▸ **To do**
Find the string "from" in the records and copy each line where it occurs.
===== Supplied data
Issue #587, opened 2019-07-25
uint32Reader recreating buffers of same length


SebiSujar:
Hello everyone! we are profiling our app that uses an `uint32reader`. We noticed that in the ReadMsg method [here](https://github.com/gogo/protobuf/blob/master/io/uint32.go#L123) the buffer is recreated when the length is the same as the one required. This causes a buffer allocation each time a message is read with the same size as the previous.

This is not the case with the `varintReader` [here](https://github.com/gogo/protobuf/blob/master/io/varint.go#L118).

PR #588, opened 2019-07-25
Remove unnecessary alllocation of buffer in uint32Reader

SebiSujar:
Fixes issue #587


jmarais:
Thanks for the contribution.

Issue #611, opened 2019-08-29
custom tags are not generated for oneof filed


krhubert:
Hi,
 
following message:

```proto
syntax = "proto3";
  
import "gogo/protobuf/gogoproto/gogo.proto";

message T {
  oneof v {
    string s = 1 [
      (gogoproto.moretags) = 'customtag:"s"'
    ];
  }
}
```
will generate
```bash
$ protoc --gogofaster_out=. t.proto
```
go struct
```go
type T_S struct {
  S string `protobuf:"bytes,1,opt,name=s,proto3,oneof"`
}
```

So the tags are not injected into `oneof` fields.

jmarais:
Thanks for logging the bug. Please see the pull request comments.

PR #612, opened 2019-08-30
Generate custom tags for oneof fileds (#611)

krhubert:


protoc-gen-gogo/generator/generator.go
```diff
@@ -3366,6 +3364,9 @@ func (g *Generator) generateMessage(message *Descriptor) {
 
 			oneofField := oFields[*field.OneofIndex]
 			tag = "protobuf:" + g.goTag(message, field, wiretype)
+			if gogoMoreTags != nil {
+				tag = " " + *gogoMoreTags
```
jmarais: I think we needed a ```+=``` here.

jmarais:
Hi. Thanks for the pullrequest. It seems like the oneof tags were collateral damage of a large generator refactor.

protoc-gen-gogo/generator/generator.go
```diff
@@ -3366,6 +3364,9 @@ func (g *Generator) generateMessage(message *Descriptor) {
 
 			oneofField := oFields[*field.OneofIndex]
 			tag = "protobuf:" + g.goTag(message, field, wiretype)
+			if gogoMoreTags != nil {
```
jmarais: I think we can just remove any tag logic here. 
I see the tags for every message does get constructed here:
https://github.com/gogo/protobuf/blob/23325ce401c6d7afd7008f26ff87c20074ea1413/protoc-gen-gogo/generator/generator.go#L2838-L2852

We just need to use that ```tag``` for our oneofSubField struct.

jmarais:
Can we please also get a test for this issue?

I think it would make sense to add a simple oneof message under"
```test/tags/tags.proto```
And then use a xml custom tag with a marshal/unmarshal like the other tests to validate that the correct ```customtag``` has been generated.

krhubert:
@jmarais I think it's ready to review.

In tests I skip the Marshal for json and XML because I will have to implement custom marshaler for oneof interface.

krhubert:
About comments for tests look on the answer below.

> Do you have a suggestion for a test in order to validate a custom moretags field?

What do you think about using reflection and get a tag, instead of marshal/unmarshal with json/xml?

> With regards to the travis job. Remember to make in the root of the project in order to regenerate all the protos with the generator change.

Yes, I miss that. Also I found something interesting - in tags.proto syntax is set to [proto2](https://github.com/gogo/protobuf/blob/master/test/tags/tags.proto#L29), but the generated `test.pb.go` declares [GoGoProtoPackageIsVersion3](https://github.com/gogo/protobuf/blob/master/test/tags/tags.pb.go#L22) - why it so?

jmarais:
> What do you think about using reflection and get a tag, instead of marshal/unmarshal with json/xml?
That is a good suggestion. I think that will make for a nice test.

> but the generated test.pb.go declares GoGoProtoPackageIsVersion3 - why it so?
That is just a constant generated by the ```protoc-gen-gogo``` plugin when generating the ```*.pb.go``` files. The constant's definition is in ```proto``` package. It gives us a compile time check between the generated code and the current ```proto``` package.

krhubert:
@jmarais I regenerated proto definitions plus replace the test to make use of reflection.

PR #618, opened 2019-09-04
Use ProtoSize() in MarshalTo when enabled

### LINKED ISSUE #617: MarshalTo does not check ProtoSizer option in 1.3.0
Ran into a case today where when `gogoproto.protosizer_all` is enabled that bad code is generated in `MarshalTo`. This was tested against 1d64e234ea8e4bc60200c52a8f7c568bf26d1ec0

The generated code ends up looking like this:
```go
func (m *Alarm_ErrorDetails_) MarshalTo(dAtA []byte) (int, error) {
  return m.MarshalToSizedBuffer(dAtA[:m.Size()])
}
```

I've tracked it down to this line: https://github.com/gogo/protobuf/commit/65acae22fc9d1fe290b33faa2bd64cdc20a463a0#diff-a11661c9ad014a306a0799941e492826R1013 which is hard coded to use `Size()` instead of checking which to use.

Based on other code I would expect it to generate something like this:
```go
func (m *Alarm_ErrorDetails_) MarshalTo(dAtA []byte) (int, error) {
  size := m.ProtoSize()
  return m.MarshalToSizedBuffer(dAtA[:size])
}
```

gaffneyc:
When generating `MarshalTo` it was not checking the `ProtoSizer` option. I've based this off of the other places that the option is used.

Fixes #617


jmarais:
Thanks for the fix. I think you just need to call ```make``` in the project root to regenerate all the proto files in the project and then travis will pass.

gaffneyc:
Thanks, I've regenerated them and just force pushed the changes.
==========
===== Supplied data
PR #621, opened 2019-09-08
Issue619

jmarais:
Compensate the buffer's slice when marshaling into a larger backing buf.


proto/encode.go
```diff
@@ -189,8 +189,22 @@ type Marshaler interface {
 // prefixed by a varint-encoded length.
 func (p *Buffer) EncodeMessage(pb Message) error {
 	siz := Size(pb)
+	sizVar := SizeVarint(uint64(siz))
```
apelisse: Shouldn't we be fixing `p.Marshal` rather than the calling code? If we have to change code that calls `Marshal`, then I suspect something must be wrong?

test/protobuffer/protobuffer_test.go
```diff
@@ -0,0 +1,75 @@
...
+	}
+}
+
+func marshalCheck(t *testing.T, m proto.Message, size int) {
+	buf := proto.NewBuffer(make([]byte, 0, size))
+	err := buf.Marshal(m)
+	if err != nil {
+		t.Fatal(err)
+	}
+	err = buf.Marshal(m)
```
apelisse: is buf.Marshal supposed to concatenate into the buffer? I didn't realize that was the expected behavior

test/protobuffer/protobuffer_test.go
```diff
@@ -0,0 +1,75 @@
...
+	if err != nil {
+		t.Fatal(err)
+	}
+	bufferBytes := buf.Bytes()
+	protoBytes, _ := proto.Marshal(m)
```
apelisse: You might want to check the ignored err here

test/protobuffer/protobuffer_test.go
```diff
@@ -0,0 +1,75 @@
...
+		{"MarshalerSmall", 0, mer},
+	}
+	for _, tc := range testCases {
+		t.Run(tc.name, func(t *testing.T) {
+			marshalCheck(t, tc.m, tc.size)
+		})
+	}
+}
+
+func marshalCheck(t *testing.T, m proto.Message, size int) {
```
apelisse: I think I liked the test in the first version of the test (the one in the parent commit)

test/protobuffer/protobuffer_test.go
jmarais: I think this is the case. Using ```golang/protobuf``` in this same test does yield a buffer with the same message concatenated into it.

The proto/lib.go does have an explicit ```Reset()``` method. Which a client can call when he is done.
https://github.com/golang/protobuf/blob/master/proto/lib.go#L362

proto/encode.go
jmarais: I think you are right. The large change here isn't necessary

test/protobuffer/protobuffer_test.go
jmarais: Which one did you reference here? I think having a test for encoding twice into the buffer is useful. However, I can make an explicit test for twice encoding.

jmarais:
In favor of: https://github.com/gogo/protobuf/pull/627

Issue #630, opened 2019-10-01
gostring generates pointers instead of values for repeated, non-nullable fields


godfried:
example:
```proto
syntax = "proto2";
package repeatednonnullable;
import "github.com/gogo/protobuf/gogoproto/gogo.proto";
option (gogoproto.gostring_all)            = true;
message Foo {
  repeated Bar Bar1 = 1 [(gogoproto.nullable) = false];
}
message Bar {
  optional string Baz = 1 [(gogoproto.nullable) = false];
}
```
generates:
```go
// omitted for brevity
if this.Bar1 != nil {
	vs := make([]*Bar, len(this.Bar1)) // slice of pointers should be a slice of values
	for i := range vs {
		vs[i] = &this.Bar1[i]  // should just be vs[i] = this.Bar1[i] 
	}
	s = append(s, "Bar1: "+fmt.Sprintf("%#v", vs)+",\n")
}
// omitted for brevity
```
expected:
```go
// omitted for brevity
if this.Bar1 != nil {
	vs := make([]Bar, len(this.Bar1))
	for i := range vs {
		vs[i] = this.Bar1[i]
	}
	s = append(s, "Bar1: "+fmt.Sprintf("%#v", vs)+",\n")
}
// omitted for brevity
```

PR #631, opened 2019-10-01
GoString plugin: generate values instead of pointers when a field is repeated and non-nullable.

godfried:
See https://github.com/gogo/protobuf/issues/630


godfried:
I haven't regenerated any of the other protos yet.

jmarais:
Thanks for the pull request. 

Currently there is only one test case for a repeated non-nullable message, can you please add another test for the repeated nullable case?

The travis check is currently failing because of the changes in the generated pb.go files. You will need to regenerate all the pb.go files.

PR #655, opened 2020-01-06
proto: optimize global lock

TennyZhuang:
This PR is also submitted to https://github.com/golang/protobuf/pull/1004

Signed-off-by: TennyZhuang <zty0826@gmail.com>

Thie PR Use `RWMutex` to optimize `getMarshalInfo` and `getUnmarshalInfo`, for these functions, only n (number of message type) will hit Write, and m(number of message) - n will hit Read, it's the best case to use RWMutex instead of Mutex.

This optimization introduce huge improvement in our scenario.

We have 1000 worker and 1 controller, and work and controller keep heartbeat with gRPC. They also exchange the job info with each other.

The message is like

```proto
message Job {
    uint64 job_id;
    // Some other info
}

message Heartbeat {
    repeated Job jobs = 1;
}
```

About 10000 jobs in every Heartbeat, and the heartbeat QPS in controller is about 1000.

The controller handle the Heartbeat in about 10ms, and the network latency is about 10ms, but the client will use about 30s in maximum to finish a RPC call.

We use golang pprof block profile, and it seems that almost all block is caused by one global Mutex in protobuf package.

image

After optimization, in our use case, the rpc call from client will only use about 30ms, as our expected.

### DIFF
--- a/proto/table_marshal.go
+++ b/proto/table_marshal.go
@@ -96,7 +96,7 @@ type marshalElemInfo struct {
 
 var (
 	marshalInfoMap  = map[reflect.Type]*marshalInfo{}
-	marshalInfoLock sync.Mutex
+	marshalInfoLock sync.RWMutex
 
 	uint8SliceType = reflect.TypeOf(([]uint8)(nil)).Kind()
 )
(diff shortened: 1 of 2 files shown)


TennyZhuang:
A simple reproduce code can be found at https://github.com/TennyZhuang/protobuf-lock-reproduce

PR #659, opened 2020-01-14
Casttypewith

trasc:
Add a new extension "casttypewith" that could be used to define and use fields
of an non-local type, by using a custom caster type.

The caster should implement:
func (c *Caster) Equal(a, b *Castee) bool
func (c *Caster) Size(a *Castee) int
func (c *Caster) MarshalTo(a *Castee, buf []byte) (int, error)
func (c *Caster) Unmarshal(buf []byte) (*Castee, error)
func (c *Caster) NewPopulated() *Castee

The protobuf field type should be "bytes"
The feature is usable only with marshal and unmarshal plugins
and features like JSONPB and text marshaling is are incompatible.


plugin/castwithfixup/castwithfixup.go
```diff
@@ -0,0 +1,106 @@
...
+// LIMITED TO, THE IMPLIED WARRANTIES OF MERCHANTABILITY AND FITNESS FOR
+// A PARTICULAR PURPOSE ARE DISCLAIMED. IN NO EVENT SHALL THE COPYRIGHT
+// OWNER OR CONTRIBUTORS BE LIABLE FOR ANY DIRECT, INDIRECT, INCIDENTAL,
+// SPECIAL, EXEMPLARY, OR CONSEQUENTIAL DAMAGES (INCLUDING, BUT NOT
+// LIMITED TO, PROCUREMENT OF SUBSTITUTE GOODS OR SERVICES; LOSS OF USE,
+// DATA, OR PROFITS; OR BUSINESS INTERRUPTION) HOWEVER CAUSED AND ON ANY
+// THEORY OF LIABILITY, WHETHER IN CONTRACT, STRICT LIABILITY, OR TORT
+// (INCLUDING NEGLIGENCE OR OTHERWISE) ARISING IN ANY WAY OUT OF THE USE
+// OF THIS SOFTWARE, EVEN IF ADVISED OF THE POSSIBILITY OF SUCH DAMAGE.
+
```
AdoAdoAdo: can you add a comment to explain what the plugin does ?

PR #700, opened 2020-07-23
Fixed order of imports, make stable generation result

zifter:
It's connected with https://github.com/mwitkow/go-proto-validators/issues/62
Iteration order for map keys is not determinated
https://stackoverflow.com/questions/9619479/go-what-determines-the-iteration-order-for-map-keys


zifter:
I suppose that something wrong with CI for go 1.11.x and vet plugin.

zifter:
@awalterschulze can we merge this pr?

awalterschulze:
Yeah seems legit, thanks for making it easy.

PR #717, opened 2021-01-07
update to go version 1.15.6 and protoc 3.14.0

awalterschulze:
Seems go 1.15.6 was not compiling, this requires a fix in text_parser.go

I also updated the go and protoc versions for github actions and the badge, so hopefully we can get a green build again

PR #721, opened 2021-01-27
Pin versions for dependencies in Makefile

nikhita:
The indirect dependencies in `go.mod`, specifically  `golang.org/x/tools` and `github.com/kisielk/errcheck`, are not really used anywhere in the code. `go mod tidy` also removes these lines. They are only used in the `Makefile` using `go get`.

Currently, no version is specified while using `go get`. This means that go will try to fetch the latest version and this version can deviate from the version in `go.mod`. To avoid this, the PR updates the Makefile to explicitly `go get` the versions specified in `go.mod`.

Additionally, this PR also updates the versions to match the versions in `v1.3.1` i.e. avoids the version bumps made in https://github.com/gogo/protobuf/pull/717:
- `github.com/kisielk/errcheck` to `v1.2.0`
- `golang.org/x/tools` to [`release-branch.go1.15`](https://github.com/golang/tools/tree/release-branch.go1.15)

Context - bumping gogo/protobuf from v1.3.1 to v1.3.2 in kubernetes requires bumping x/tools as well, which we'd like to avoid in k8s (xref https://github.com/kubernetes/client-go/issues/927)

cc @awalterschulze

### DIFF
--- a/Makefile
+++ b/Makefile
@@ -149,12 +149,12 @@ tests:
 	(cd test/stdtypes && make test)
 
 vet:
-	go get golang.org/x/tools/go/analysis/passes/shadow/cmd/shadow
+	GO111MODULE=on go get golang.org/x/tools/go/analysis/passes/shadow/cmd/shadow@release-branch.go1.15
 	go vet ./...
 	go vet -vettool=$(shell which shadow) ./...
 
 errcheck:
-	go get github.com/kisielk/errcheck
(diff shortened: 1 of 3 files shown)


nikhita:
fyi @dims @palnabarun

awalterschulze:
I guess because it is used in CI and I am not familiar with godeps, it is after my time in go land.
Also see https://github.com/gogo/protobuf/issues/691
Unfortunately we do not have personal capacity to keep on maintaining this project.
==========
▸ **Written response**
After optimization, in our use case, the rpc call from client will only use about 30ms, as our expected.
Currently, no version is specified while using `go get`. This means that go will try to fetch the latest version and this version can deviate from the version in `go.mod`. To avoid this, the PR updates the Makefile to explicitly `go get` the versions specified in `go.mod`.
Context - bumping gogo/protobuf from v1.3.1 to v1.3.2 in kubernetes requires bumping x/tools as well, which we'd like to avoid in k8s (xref https://github.com/kubernetes/client-go/issues/927)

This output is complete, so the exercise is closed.